Predictive Coding has some advantages that Hopfield networks don’t have:
- Room for generalization: Instead of storing exact patterns, these networks try to match features at different levels, allowing for some flexibility (though they can do memory too).
- More biologically plausible: The theory comes from Karl Friston, the most cited neuroscientist in the world.
- Connections to Reinforcement Learning: That same theory is at the basis of Active Inference, an alternative to RL. It’s nice to have a foot in the door to such a massive field.
- Proven performance: Though there is still much to work on, a recent paper shows the model working well at larger scales.
- A training algorithm that’s surely not backprop (I hope): While I’m still getting my head around how training works exactly, it seems to be quite different from backprop.
Of course, there are some challenges too:
- Academic obscurantism: Oh no, not again! I’ll try to change this.
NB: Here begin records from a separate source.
PR #6261, opened 2023-10-16
Fix bot shutdown hang on connection error (or other unhandled exceptions)

### LINKED ISSUE #5780: Investigate shutdown handling from unhandled exceptions in main bot task
It would seem that Red may infinitely hang during the handling of such exceptions.

An example:
```
[2022-06-21 06:44:47] [CRITICAL] red.main: The main bot task didn't handle an exception and has crashed
  File "/home/ubuntu/red-venv/lib/python3.8/site-packages/redbot/__main__.py", line 466, in red_exception_handler
    red_task.result()
  File "/home/ubuntu/red-venv/lib/python3.8/site-packages/redbot/__main__.py", line 360, in run_bot
    await red.start(token, bot=True)
  File "/home/ubuntu/red-venv/lib/python3.8/site-packages/redbot/core/bot.py", line 1187, in start
    await self.login(*args)
  File "/home/ubuntu/red-venv/lib/python3.8/site-packages/discord/client.py", line 511, in login
    await self.http.static_login(token.strip(), bot=bot)
  File "/home/ubuntu/red-venv/lib/python3.8/site-packages/discord/http.py", line 300, in static_login
    data = await self.request(Route('GET', '/users/@me'))
  File "/home/ubuntu/red-venv/lib/python3.8/site-packages/discord/http.py", line 265, in request
    raise DiscordServerError(r, data)
discord.errors.DiscordServerError: 500 Internal Server Error (error code: 0): <html>
<head><title>500 Internal Server Error</title><script async src='/cdn-cgi/bm/cv/669835187/api.js'></script></head>
<body bgcolor="white">
<center><h1>500 Internal Server Error</h1></center>
<hr><center>nginx</center>
<script type="text/javascript">(function(){window['__CF$cv$params']={r:'71eac6d9c8a49b46',m:'_iRxzcZJICzOmK6RBDUCqIPQZX>
</html>
[2022-06-21 06:44:47] [WARNING] red.main: Attempting to die as gracefully as possible...
[2022-06-21 06:44:47] [INFO] red.main: Shutting down from unhandled exception
```

CyberKiller:
Change red_exception_handler() from calling shutdown_handler() to sys.exit()
fixes #5780 

Yes

### DIFF
--- a/redbot/__main__.py
+++ b/redbot/__main__.py
@@ -472,7 +472,7 @@ def red_exception_handler(red, red_task: asyncio.Future):
     except Exception as exc:
         log.critical("The main bot task didn't handle an exception and has crashed", exc_info=exc)
         log.warning("Attempting to die as gracefully as possible...")
-        asyncio.create_task(shutdown_handler(red))
+        sys.exit(ExitCodes.CRITICAL)
 
 
 def main():
--- a/redbot/__main__.py
+++ b/redbot/__main__.py
@@ -403,10 +403,6 @@ async def run_bot(red: Red, cli_flags: Namespace) -> None:
             " (and --co-owner if you need more than one) flag\n"
         )
         sys.exit(ExitCodes.CONFIGURATION_ERROR)
-    except Exception as e:
-        # Catch all other exceptions here to prevent shutdown hangs
-        log.critical(e)
-        sys.exit(ExitCodes.CRITICAL)
 
     return None
 
--- a/redbot/__main__.py
+++ b/redbot/__main__.py
@@ -403,7 +403,10 @@ async def run_bot(red: Red, cli_flags: Namespace) -> None:
             " (and --co-owner if you need more than one) flag\n"
         )
         sys.exit(ExitCodes.CONFIGURATION_ERROR)
-
+    except Exception as e:
+        log.critical(e)
+        sys.exit(ExitCodes.CRITICAL)
+        
     return None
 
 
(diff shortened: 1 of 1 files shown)


CyberKiller:
On further thought, I realise that a catch all exception will probably not be acceptable, as it will catch exceptions during the running of the bot and not just at start up so I am going to convert this pull request to a draft and look for a better solution to this.

Jackenmen:
Errors while the bot is running don't generally propagate this far and are handled earlier by things such as loop's exception handler. If they do propagate here, something more serious happened and we do probably want to shutdown after. If connection errors propagate here then the placement is likely fine.

CyberKiller:
> Errors while the bot is running don't generally propagate this far and are handled earlier by things such as loop's exception handler. If they do propagate here, something more serious happened and we do probably want to shutdown after. If connection errors propagate here then the placement is likely fine.

So do you think a catch all exception is appropriate or would catching more specific exceptions be better?

Jackenmen:
It may be fine, can't really comment on that until I have a chance to test/play with it.

CyberKiller:
I suspect if any exception doesn't get caught by run_bot() while the bot is starting up then the hang will occur. ~~The question is does having a catch all exception that calls sys.exit() prevent shutdown_handler() from doing what it needs to do?~~

CyberKiller:
I had a little more of a poke around and I think I found out the real cause of the hang: if red_exception_handler() catches an exception and calls shutdown_handler(), then the code never falls through back into main().
Replacing the call to shutdown_handler() in red_exception_handler() with sys.exit() allows the code to fall back though to main() and allows it to call the shutdown_handler() and run the finally block at the end of main() therefore stopping the loop correctly without hanging.
As for why it was behaving in this way I have no idea.

PR #6265, opened 2023-11-01
Add warning to [p]set api if <>s are included in secret

### LINKED ISSUE #6253: Add warning to [p]set api if <>s are included in secret
### Type of feature request

Command

When users are instructed to set an API key with `[p]set api`, they are often told to fill in parts of the command by marking a part with something like `<keyname>` (for example, `[p]set api youtube api_key <your_api_key_here>`). When this is done, the user is expected to replace the entire word, including the `<>`s. Sometimes users do not realize this, and enter their key within `<>`s. This often breaks the API service in an unexpected way, which can be confusing for users.

We can't reject keys that are wrapped in `<>`s, because they may be valid for a strange service out there, however we should warn the user to double check if their key is actually supposed to be formatted like that. All secrets should be checked to see if they start with `<` and end with `>`, and if so the user should be warned that they may have failed to replace the entire block, with a warning added to the confirmation message such as:
> You may have failed to properly format the key. If you were told to enter a key with an example such as `[p]set api youtube api_key <your_api_key_here>`, and your API key was `HREDFGWE`, make sure to run `[p]set api youtube api_key HREDFGWE`, and **not**  `[p]set api youtube api_key <HREDFGWE>`

There's a small concern that a key might be something entirely stupid like `<>` itself, and this would technically reveal information about the key, but I believe that is a relatively tiny concern.

### Anything else?

_No response_

giplgwm:

Closes #6253
For every given secret, check if its wrapped in <>, if it is, add a message to an embed with a warning that that secret may not be set properly. I tested this on a local instance of the bot and it seems to be working as expected. The warning is also logged

Yes

### DIFF
--- a/redbot/core/core_commands.py
+++ b/redbot/core/core_commands.py
@@ -3633,7 +3633,20 @@ class Core(commands.commands._RuleDropper, commands.Cog, CoreLogic):
         else:
             if ctx.bot_permissions.manage_messages:
                 await ctx.message.delete()
+            print(tokens)
+            embed = discord.Embed()
+            for dict_key, token in tokens.items():
+                if token.startswith("<") and token.endswith(">"):
+                    angle_bracket_warning = _(
+                        "Your `{dict_key}` was set including the <> symbols. If this was an accident you may experience"
+                        " issues with `{service}`. In that case, please try setting your `{dict_key}` again with"
+                        " the < and > removed"
+                    ).format(dict_key=dict_key, service=service)
+                    log.warning(angle_bracket_warning)
+                    embed.add_field(name="Warning", value=angle_bracket_warning)
             await ctx.bot.set_shared_api_tokens(service, **tokens)
+            if embed:
+                await ctx.send(embed=embed)
             await ctx.send(_("`{service}` API tokens have been set.").format(service=service))
 
     @_set_api.command(name="list")
--- a/redbot/core/core_commands.py
+++ b/redbot/core/core_commands.py
@@ -3633,7 +3633,6 @@ class Core(commands.commands._RuleDropper, commands.Cog, CoreLogic):
         else:
             if ctx.bot_permissions.manage_messages:
                 await ctx.message.delete()
-            print(tokens)
             embed = discord.Embed()
             for dict_key, token in tokens.items():
                 if token.startswith("<") and token.endswith(">"):
--- a/redbot/core/core_commands.py
+++ b/redbot/core/core_commands.py
@@ -3634,19 +3634,21 @@ class Core(commands.commands._RuleDropper, commands.Cog, CoreLogic):
             if ctx.bot_permissions.manage_messages:
                 await ctx.message.delete()
             embed = discord.Embed()
-            for dict_key, token in tokens.items():
+            for api_service_name, token in tokens.items():
                 if token.startswith("<") and token.endswith(">"):
-                    angle_bracket_warning = _(
-                        "Your `{dict_key}` was set including the <> symbols. If this was an accident you may experience"
-                        " issues with `{service}`. In that case, please try setting your `{dict_key}` again with"
-                        " the < and > removed"
-                    ).format(dict_key=dict_key, service=service)
+                    angle_bracket_warning = (
+                        "You may have failed to properly format your {api_service_name}. If you were told to enter a key"
+                        " with an example such as [p]set api {service} api_key <your_api_key_here>, and your API key"
+                        " was HREDFGWE, make sure to run [p]set api {service} api_key HREDFGWE, and not "
+                        " [p]set api {service} api_key <HREDFGWE>"
+                    ).format(api_service_name=api_service_name, service=service)
                     log.warning(angle_bracket_warning)
-                    embed.add_field(name="Warning", value=angle_bracket_warning)
+                    embed.add_field(name=_("Warning"), value=_(angle_bracket_warning))
             await ctx.bot.set_shared_api_tokens(service, **tokens)
-            if embed:
-                await ctx.send(embed=embed)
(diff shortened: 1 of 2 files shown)


redbot/core/core_commands.py
```diff
@@ -3633,7 +3633,19 @@ async def _set_api(
...
+                if token.startswith("<") and token.endswith(">"):
+                    angle_bracket_warning = _(
+                        "Your `{dict_key}` was set including the <> symbols. If this was an accident you may experience"
+                        " issues with `{service}`. In that case, please try setting your `{dict_key}` again with"
+                        " the < and > removed"
+                    ).format(dict_key=dict_key, service=service)
+                    log.warning(angle_bracket_warning)
+                    embed.add_field(name="Warning", value=angle_bracket_warning)
             await ctx.bot.set_shared_api_tokens(service, **tokens)
+            if embed:
```
Drapersniper: This will be always the case with this command so this check is obsolete

You merge the card.send to send both the string and the new embed by specifying keyword arguments in that function

redbot/core/core_commands.py
```diff
@@ -3633,7 +3633,19 @@ async def _set_api(
...
                 await ctx.message.delete()
+            embed = discord.Embed()
+            for dict_key, token in tokens.items():
+                if token.startswith("<") and token.endswith(">"):
+                    angle_bracket_warning = _(
+                        "Your `{dict_key}` was set including the <> symbols. If this was an accident you may experience"
+                        " issues with `{service}`. In that case, please try setting your `{dict_key}` again with"
+                        " the < and > removed"
+                    ).format(dict_key=dict_key, service=service)
+                    log.warning(angle_bracket_warning)
```
Drapersniper, line 3645: Log messages shouldn't be translated and should remain on the same language as the software

redbot/core/core_commands.py
```diff
@@ -3633,7 +3633,19 @@ async def _set_api(
         else:
             if ctx.bot_permissions.manage_messages:
                 await ctx.message.delete()
+            embed = discord.Embed()
+            for dict_key, token in tokens.items():
+                if token.startswith("<") and token.endswith(">"):
+                    angle_bracket_warning = _(
+                        "Your `{dict_key}` was set including the <> symbols. If this was an accident you may experience"
```
Drapersniper: You should explicitly clarify that it is wrapped by <> current sentence implies that < or > is found in the token/key

Drapersniper: For translatable strings, I would personally suggest naming the formatting variable something contextual so that translators are better aware of the translation context for example "api_service_name"

redbot/core/core_commands.py
```diff
@@ -3633,7 +3633,19 @@ async def _set_api(
...
+                        " issues with `{service}`. In that case, please try setting your `{dict_key}` again with"
+                        " the < and > removed"
+                    ).format(dict_key=dict_key, service=service)
+                    log.warning(angle_bracket_warning)
+                    embed.add_field(name="Warning", value=angle_bracket_warning)
```
Drapersniper: Field name should be translated

giplgwm:
@Drapersniper I added the changes requested in your comments as another commit on the PR, thanks

redbot/core/core_commands.py
```diff
@@ -3633,8 +3633,22 @@ async def _set_api(
...
             if ctx.bot_permissions.manage_messages:
                 await ctx.message.delete()
+            embed = discord.Embed()
+            for api_service_name, token in tokens.items():
+                if token.startswith("<") and token.endswith(">"):
+                    angle_bracket_warning = (
+                        "You may have failed to properly format your {api_service_name}. If you were told to enter a key"
+                        " with an example such as [p]set api {service} api_key <your_api_key_here>, and your API key"
+                        " was HREDFGWE, make sure to run [p]set api {service} api_key HREDFGWE, and not "
+                        " [p]set api {service} api_key <HREDFGWE>"
```
Kreusada, line 3643: Wrapping the command examples with inline marks may be appropriate to improve readability.

```suggestion
                        "You may have failed to properly format your {api_service_name}. If you were told to enter a key"
                        " with an example such as `[p]set api {service} api_key <your_api_key_here>`, and your API key"
                        " was `HREDFGWE`, make sure to run `[p]set api {service} api_key HREDFGWE` and not "
                        " `[p]set api {service} api_key <HREDFGWE>`."
```

redbot/core/core_commands.py
```diff
@@ -3633,8 +3633,22 @@ async def _set_api(
...
+                    ).format(api_service_name=api_service_name, service=service)
+                    log.warning(angle_bracket_warning)
+                    embed.add_field(name=_("Warning"), value=_(angle_bracket_warning))
             await ctx.bot.set_shared_api_tokens(service, **tokens)
-            await ctx.send(_("`{service}` API tokens have been set.").format(service=service))
+            await ctx.send(
+                _("`{service}` API tokens have been set.").format(service=service),
+                embed=embed if len(embed.fields) > 0 else None,
```
Kreusada, line 3650: It isn't necessary to give this warning inside of an embed, when there is already text content (it would make things more complicated, such as having to check if an embed is requested in the current channel). Instead, you could add line breaks under the original message and put the warning text there. Something like this would suffice:
```py
angle_bracket_warning = None # define this before iterating through tokens
for api_service_name, token in tokens.items():
    ...
```
```py
message = _("`{service}` API tokens have been set.").format(service=service)
if angle_bracket_warning:
    message += "\n\n" + _("**Warning:** ") + _(angle_bracket_warning)
await ctx.send(message)
```

Remember to remove the `embed` definition on line 3636.

Kreusada (changes requested):
Just a couple of suggested changes to improve readability.

Jackenmen:
Superseded by #6651

PR #6278, opened 2023-12-29
Add methods for getting app command IDs/mentions from cache

### LINKED ISSUE #5976: Add functionality to mention app commands

Flame442:
Adds `bot.get_app_command_id` and `bot.get_app_command_mention` which pull from the ID cache built when `RedTree.sync`ing.

Potential future work:
- Hook into `CommandTree.fetch_commands` to update the cache manually using the fetched command data
- Migrate the current data structure to allow storing guild specific app command IDs on guild `sync`, and allow these new methods to be used to pull from that cache as well

Fixes #5976

Yes


Jackenmen:
> Potential future work:
> * Migrate the current data structure to allow caching on guild `sync`, and allow these new methods to be used to pull from that cache as well

Having such a cache now would mean we don't need to make these methods asynchronous and such a change to method signature is not really something we can do once the API is released. Is there any reason we wouldn't want those methods to be synchronous?

Flame442:
I don't mean a memory cache, I mean storing in config _guild specific_ command ids. Currently, only global app command ids are stored, since that is all the `[p]slash` system cares about.
(Edited original to be more clear)

Jackenmen:
Oh yeah, I missed that this remark is about guild stuff. Either way, I am still wondering about the in-memory cache thing to get a synchronous API, it does seem a bit unfortunate that it requires awaiting right now.

Daniel07468 (commented):
Redbot

Jackenmen (approved):
LGTM. Sorry that I'm only coming to this *now*, two releases later than I said I would...

PR #6286, opened 2024-01-14
Add a start_dm option to SimpleMenu

### LINKED ISSUE #6282: Add a start_dm option to SimpleMenu
In order to support `[p]help` with a button menu in DMs, `SimpleMenu` needs to be able to be sent as a DM to a particular user [[Ref](https://github.com/Cog-Creators/Red-DiscordBot/pull/5375#issuecomment-1874666094)]. The current `SimpleMenu.start` method accepts a `Context` object, which is incompatible with this behavior. `SimpleMenu` should be given a new method `.start_dm(user: discord.User)`, which sends the menu as a direct message to that user.

**Developer note:**
`SimpleMenu` currently stores `self.ctx` in `.start`, however it does not appear to ever be used. The other two attributes set by `.start` (`message` and `author`) will be possible to set in this method.

Unblocks #5375

yeetbruises:

- Added start_dm(user) method to SimpleMenu in "Views.py".
- - This method allows for a direct message to be sent by the bot, which bypasses the usage of "ctx" as a parameter. This also unblocks issue #5375. My testing found the buttons do work in DMs following implementation of the new method.
- Fixes #6282 

**Yes**

I tested the method by making changes to "help.py" under the send_pages() method. 

**The image below shows the modified code in that file.**

Screenshot 2024-01-14 at 5 15 57 PM

**DM result**

Screenshot 2024-01-14 at 5 18 12 PM


Flame442 (approved):
Thanks!

As an FYI, the example screenshot of your testing had a line `get_user = ctx.bot.get_user(ctx.author.id)`. `ctx.author` is already a `User` object (even if used in a guild, since the `Member` object you will get is a subclass of `User`), so you don't need the extra cache lookup in that case.

PR #6289, opened 2024-02-01
Ensure the repo list is included in backups

### LINKED ISSUE #6288: Backup does not include list of repos

3.5.5

I was in the process of working on #5703 and created a backup in order to work on the restore process

The `repos.json` file to be present in the backup

### What actually happened?

I opened up the backup to look at the repos file generated to work on restoring the repos and cogs that the `repos.json` file being created during the backup process was not present in the specified folder

1. Create a backup
2. Open the backup in something like 7-zip
3. Navigate to the directory and see the file is missing
...

### Anything else?

I believe this to be due to the exclusions, as I ran the code that pulls the list of files to add in an eval and found that the file was not present when I listed the files to be backed up, but was present when listing excluded files.

```py
from pathlib import Path
import os
from redbot.core import data_manager

data_path = Path(data_manager.core_data_path().parent)

exclusions = [
    "__pycache__",
    "Lavalink.jar",
    os.path.join("Downloader", "lib"),
    os.path.join("CogManager", "cogs"),
    os.path.join("RepoManager", "repos"),
    os.path.join("Audio", "logs"),
]

out_list = []
for f in data_path.glob("**/*"):
    if not any(ex in str(f) for ex in exclusions) and f.is_file():
        out_list.append(str(f))
print("\n".join(out_list))
```

the exclusion in particular of `RepoManager/repos` is having the effect of excluding `RepoManager/repos` (the thing intended to be excluded), AND `RepoManager/repos.json` (which needs to be in the backup)

palmtree5:

Fixes #6288 by just manually adding the file to the list of files to be included


palmtree5:
Superseded by #6709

- No analog implementations yet: In theory, Predictive Coding networks can be easily mapped to analog hardware, but in practice? No one really knows.
- Small field: The research community is quite small, with the same groups publishing most papers. Interestingly, one of its principle authors has written that he’s not so optimistic about Predictive Coding. But he probably doesn’t mean it… Right?
Closing words
So there you have it, why I transitioned from Hopfield networks to Predictive Coding. I felt like the Hopfield network was being portrayed as something it is not, advertising capabilities it did not have, with a questionable biological plausibility and an unnecessary complexity. Predictive Coding, on the other hand, already has some proven results and aspects that definitely make it unique.
I’m curious to see where my research will lead me next. Perhaps, Predictive Coding is the same story wrapped differently; I have no way of knowing. You need to be deep into the field to be able to identify issues like these. And once you’re deep in, it may be difficult to overcome your internal sunk cost fallacy. But remember: the time we invest in learning new concepts and developping a critical mindset, is always time well spent.
Throughout this post, I may have been overly harsh to the Hopfield networks community and perhaps short-sighted. If you see things differently or have insights to add, I’d love to hear from you! The field is evolving quickly, and what seems like a limitation today might lead to a breakthrough tomorrow.
Note to self: I should have written this blogpost in January 2024, when I decided to stop pursuing Hopfield networks. At that point, I was still an expert in the field, and writing this post would have been good therapy in dealing with the change of topic. A lesson to keep in mind for the future!